=== Section Start ===
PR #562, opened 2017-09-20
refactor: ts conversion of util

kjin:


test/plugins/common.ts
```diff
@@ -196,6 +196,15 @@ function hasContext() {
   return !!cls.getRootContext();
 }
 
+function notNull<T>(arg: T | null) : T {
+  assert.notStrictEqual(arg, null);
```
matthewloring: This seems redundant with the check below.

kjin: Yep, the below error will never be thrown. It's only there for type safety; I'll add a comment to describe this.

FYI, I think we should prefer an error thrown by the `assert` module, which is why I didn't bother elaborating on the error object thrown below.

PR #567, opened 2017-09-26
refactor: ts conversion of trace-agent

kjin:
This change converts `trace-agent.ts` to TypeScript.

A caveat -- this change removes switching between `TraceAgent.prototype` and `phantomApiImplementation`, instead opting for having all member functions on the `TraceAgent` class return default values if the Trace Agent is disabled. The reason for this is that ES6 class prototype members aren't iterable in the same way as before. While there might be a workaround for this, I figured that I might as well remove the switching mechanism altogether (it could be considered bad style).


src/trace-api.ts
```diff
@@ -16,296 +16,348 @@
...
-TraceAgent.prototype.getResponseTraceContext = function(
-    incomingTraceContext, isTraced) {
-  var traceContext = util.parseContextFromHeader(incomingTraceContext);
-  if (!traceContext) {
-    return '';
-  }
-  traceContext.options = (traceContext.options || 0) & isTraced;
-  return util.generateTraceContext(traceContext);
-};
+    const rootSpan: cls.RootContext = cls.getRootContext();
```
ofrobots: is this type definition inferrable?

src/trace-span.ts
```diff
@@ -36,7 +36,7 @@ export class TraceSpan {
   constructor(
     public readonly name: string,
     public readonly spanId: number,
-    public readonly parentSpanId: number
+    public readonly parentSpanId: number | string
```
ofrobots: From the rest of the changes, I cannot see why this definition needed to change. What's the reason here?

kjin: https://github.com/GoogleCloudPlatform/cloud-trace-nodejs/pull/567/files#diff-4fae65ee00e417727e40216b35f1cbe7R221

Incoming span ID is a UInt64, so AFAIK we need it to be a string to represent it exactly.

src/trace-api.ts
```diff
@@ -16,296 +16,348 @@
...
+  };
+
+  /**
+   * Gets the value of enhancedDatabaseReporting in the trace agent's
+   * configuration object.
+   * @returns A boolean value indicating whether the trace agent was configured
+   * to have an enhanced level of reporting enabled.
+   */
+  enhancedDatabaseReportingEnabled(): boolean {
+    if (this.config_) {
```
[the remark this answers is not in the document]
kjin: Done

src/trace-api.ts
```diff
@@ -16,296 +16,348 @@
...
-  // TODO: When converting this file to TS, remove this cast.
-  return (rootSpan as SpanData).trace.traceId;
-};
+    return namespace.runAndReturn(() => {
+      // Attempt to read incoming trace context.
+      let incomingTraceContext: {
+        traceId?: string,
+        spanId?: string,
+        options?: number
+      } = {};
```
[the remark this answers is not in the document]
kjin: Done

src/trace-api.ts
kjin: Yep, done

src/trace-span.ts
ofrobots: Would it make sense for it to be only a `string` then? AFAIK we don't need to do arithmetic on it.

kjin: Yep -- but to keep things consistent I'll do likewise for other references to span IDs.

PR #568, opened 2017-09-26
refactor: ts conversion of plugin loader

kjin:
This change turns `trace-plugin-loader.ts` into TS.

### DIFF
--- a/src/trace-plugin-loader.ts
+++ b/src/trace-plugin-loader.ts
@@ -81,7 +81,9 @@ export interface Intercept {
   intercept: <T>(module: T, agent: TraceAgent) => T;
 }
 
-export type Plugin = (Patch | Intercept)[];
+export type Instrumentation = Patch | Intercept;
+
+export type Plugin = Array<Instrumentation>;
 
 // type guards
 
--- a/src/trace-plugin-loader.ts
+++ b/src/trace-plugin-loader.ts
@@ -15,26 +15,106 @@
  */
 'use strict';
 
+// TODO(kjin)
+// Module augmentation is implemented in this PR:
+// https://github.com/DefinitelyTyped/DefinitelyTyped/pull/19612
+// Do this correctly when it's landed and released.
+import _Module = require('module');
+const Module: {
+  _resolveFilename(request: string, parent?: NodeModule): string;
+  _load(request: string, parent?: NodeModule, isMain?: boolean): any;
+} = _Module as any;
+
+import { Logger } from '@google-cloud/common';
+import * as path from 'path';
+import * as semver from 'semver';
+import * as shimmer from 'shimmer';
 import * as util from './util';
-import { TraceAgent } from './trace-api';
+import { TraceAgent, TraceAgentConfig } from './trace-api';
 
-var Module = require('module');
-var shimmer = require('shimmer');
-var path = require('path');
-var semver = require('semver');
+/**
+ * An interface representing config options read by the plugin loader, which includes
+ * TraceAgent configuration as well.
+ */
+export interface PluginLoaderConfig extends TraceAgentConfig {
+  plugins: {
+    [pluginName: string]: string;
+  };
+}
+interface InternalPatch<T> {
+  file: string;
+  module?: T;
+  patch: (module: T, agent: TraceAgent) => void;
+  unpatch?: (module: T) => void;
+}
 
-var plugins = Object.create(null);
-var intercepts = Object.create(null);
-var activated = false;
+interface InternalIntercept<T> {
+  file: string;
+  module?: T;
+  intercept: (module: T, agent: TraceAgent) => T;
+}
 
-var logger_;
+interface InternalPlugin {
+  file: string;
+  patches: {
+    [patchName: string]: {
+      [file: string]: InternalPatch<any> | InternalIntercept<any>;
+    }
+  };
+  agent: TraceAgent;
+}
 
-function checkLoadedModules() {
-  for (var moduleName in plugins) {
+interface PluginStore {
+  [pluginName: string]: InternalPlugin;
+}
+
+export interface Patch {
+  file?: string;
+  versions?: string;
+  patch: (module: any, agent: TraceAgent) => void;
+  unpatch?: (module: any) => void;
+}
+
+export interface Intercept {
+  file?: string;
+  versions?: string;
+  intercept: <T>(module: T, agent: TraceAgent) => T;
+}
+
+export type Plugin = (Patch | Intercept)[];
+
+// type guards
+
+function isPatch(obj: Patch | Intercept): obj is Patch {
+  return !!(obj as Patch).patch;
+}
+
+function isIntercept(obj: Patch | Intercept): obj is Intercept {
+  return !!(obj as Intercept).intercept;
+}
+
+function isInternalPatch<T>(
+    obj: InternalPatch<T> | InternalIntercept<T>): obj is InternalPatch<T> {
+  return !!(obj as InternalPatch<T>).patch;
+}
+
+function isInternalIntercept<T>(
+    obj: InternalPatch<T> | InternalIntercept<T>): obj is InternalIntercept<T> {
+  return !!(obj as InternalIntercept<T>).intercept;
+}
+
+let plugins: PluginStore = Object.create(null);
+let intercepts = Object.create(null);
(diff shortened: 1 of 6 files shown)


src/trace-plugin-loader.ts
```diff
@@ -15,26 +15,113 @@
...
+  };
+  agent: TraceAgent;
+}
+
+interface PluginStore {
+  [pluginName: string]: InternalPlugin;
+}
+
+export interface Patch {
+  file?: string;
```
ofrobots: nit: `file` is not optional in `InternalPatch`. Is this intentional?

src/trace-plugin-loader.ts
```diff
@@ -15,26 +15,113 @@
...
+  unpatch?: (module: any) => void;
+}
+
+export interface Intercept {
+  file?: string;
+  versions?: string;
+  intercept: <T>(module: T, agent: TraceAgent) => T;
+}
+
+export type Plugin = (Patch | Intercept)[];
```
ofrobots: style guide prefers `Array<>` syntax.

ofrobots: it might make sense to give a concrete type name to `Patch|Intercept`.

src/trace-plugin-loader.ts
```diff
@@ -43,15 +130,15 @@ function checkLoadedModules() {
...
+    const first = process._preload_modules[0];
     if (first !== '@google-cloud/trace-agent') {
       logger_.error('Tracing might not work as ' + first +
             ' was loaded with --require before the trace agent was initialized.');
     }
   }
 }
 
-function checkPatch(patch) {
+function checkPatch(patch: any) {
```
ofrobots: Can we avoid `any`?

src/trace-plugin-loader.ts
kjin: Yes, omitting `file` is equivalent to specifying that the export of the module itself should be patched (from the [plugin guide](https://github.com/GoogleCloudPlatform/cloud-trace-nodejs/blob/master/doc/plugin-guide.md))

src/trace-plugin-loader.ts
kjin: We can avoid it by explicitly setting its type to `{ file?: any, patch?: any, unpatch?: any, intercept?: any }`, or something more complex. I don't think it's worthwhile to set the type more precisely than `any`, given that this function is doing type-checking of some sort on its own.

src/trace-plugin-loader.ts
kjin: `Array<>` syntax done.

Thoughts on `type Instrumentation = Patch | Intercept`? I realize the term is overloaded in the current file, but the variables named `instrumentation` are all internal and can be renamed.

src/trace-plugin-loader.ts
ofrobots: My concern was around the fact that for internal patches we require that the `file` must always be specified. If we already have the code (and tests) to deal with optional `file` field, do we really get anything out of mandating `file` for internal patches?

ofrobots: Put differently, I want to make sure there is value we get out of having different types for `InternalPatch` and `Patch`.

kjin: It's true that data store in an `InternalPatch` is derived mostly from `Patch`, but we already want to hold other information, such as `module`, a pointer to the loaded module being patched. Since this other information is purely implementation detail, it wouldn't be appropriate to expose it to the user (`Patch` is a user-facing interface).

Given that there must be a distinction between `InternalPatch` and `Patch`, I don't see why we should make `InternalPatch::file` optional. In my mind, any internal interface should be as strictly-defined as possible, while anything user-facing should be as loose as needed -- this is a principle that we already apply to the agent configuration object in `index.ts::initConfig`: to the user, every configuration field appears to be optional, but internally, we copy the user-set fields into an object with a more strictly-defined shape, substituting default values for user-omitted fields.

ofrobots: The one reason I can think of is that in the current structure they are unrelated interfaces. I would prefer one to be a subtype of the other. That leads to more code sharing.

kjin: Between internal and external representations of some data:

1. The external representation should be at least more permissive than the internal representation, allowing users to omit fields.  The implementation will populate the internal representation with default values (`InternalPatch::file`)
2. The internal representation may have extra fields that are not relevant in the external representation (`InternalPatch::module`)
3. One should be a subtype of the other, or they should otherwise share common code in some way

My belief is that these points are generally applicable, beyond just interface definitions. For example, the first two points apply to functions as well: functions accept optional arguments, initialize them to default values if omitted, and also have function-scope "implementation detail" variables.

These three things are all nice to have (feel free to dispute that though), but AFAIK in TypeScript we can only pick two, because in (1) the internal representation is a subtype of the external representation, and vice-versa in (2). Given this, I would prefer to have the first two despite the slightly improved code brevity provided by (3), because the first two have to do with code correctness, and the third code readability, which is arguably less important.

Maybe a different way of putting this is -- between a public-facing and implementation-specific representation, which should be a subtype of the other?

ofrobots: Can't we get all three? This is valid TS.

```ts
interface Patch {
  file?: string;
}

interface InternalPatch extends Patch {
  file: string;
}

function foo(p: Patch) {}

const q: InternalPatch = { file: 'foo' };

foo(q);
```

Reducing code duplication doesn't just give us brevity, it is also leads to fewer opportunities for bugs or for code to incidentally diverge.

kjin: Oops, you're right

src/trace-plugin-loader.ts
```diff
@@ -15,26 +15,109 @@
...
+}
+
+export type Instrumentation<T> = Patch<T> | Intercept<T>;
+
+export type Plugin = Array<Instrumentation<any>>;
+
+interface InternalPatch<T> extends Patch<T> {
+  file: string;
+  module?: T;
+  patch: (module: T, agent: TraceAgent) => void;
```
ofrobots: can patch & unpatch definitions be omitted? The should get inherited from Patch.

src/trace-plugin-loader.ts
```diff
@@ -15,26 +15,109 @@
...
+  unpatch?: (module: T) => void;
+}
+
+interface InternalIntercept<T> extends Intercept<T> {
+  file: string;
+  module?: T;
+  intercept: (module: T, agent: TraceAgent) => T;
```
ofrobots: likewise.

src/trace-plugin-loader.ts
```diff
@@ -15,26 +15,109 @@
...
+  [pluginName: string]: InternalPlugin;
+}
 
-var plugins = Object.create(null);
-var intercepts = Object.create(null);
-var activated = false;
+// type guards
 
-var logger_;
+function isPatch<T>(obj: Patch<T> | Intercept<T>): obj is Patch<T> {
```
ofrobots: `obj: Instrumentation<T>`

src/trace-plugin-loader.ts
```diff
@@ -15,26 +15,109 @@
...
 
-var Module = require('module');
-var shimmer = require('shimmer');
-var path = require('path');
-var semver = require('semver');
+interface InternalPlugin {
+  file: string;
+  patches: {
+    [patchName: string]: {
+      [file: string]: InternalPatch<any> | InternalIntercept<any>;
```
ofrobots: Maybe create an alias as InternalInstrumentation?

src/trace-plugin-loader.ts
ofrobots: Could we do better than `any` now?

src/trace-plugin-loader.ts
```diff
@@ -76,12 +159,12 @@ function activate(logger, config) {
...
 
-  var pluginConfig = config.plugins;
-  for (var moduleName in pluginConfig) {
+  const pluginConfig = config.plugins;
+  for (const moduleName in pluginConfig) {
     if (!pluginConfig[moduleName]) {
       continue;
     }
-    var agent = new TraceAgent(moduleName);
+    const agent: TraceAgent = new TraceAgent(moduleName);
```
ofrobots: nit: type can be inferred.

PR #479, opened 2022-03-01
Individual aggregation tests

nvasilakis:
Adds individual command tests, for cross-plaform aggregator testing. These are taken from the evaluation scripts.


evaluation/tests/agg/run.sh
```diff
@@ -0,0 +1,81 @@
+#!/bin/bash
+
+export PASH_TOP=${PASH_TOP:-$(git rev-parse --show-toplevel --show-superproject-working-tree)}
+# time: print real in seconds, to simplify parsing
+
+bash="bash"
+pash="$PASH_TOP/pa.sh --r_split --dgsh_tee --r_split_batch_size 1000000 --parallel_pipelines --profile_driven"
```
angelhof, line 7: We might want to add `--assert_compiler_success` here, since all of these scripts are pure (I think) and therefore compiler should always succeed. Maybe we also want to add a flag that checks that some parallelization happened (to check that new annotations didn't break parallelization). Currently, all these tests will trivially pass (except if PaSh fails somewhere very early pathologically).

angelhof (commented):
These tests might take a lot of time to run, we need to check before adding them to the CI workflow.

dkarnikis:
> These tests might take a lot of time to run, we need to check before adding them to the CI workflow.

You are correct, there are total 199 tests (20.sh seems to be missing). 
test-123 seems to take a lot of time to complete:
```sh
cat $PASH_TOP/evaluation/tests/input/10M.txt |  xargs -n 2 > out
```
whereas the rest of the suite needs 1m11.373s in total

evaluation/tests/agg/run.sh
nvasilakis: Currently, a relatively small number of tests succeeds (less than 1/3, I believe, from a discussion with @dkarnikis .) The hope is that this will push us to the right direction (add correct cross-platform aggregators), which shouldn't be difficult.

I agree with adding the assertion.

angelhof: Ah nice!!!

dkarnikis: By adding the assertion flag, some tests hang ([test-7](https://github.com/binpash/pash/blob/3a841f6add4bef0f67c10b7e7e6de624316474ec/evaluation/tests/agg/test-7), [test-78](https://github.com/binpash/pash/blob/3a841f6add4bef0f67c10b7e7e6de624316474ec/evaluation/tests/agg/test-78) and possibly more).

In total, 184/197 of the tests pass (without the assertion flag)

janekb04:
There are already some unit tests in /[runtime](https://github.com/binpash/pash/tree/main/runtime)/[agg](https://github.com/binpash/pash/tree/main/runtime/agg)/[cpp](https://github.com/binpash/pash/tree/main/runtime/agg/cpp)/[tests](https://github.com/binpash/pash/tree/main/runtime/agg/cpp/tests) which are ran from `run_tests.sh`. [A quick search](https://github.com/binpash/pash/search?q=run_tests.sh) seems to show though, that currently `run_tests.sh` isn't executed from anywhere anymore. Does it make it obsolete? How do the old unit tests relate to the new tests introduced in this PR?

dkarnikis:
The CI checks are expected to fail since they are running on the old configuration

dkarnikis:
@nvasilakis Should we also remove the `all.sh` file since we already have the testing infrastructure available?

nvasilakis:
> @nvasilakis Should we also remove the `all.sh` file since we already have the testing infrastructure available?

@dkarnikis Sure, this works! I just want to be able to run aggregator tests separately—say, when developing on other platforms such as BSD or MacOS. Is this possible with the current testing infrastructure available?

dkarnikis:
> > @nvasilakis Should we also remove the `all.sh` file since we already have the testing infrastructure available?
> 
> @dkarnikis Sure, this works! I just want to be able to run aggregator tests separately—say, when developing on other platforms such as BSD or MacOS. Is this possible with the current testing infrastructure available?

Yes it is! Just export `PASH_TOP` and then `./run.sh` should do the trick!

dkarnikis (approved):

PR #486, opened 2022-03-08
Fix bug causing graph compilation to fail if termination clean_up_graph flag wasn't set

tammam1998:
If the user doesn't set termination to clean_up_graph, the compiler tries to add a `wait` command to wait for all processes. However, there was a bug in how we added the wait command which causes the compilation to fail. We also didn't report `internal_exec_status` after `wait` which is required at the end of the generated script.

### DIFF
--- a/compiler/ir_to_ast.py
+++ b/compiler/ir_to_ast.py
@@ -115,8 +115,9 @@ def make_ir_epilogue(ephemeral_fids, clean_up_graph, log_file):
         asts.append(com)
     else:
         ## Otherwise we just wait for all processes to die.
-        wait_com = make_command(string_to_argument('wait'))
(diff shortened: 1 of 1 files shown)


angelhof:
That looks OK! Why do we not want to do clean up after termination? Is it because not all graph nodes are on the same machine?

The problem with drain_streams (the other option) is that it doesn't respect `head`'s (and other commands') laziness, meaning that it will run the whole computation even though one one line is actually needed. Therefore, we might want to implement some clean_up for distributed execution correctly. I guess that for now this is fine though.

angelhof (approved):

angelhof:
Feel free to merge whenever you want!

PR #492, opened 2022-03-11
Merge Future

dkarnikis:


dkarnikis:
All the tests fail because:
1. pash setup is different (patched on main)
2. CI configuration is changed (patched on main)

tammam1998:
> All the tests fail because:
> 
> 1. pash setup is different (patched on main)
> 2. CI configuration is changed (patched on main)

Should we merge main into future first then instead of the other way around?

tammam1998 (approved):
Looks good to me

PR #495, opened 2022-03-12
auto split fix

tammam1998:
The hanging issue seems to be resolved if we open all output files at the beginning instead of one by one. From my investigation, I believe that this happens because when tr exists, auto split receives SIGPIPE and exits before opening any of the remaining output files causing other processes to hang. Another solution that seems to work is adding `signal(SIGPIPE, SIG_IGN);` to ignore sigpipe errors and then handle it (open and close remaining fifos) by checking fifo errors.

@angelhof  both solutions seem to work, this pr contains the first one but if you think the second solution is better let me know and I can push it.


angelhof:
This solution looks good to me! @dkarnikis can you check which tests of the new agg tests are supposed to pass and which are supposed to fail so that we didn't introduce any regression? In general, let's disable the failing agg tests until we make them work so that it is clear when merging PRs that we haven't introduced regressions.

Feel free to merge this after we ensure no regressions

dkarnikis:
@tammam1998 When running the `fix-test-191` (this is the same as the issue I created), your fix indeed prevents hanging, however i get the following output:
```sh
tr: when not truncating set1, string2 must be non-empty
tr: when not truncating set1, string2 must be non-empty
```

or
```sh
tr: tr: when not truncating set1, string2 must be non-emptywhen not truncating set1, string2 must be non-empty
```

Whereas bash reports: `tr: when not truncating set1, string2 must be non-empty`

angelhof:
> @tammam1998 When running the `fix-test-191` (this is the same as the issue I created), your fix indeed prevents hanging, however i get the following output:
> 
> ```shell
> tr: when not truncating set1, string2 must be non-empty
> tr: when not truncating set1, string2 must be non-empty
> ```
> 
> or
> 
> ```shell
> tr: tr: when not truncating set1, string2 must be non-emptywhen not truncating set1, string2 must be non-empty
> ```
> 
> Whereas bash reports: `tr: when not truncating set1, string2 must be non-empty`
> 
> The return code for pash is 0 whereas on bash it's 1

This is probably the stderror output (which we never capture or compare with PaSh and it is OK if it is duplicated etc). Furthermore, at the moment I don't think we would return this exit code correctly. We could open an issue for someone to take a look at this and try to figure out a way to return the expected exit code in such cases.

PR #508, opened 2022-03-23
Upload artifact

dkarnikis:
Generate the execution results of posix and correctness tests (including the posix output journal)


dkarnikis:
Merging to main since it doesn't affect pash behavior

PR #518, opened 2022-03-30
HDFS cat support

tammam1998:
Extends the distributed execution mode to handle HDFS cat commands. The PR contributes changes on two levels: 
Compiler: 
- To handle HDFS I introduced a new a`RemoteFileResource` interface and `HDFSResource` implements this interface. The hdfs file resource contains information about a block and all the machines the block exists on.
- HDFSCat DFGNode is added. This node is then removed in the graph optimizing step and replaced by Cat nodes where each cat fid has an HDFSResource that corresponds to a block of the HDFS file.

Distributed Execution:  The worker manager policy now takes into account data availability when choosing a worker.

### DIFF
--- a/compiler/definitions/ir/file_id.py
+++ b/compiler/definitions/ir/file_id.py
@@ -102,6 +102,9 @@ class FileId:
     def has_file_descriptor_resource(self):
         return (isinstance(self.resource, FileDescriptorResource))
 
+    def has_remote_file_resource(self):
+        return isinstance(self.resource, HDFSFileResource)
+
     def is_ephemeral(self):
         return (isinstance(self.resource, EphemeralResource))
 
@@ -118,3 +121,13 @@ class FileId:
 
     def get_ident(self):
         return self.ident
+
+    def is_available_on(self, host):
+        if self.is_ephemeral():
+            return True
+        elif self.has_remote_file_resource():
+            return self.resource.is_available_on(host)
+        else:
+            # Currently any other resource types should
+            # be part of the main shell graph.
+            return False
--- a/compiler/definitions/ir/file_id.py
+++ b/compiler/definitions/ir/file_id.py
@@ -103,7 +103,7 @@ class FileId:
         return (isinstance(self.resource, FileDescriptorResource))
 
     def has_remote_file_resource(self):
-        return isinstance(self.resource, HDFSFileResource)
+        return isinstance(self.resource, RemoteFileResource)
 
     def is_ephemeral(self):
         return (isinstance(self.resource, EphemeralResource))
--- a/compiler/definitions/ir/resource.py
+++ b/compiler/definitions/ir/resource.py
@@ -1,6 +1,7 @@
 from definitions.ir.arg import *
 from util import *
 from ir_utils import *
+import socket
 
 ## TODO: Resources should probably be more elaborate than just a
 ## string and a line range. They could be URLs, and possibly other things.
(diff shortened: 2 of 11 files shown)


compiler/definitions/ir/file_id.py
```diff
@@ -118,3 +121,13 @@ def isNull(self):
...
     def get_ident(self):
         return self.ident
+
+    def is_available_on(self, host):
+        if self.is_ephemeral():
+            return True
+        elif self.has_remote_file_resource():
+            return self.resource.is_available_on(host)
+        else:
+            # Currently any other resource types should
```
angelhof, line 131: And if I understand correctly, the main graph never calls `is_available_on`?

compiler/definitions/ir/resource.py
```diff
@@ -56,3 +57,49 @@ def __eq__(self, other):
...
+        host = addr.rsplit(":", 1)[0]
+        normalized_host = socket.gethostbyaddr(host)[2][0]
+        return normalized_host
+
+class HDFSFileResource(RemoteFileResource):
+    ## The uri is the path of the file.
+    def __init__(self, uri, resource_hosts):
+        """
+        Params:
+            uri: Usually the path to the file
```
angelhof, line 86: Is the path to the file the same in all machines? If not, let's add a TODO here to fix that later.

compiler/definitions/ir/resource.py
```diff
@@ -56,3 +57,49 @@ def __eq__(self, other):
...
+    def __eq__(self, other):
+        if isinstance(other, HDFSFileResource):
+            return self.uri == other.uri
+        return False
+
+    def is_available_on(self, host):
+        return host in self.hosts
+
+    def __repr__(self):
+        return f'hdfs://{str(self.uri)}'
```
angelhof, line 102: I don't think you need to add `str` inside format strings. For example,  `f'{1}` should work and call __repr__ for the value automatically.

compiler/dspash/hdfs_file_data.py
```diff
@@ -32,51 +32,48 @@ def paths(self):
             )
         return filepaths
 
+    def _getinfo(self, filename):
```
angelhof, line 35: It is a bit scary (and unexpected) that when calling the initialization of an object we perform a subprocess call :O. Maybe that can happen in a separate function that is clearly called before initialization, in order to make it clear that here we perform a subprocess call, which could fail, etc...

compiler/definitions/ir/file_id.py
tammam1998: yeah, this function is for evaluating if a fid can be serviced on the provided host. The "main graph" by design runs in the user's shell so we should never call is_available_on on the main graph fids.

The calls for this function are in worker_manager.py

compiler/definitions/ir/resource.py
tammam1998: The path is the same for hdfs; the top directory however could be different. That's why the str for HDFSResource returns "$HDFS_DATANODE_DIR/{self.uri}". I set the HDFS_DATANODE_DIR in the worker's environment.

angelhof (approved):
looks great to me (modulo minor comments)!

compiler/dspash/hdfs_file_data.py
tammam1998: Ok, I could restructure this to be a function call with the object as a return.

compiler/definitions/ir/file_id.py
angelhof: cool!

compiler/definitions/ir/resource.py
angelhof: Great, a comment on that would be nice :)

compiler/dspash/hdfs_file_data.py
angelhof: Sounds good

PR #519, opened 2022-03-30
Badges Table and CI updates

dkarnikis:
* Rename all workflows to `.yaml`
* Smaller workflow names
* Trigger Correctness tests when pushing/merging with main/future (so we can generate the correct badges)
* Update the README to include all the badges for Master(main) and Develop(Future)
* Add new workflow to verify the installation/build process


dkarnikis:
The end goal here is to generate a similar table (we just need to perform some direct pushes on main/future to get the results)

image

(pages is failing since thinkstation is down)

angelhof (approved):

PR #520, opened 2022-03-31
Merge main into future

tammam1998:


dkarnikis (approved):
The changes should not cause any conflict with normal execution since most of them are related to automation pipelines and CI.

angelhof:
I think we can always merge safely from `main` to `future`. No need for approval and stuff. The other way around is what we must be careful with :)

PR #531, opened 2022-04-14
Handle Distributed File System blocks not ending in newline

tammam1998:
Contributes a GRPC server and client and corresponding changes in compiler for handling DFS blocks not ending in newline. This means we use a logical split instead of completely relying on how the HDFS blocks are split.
=== Section End ===
### Your task:
Select every line above that contains the word "calls", and copy it.

### Answer box:
angelhof, line 131: And if I understand correctly, the main graph never calls `is_available_on`?
The calls for this function are in worker_manager.py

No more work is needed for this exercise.